**The problem:** How many lines in the records below contain the word "cfunction"? State that number and nothing more.

**Input data:**
PR #499, opened 2025-08-09
Define persistent @cfunction callback

amontoison:
We don't need to do `@cfunction` each time that we create `ipopt_problem`.
The callbacks are always the same.

Update: it seems that these the extension doesn't like the C function pointers outside the Julia functions. :thinking:


amontoison:
I am scared to open a can of worms for nothing. Let's keep things unchanged...

PR #500, opened 2025-08-25
Record time spent in VectorNonlinearOracle callbacks

Robbybp:


odow:
I need to think about this. I don't know that adding a timer to the set is the right option.

odow:
Closing in favor of #502

PR #508, opened 2025-10-23
Change function type from affine to quadratic

amontoison:
`objective_function_type` will be consistent with the default `objective`.


odow:
Let me try something.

**Result of this task:** 2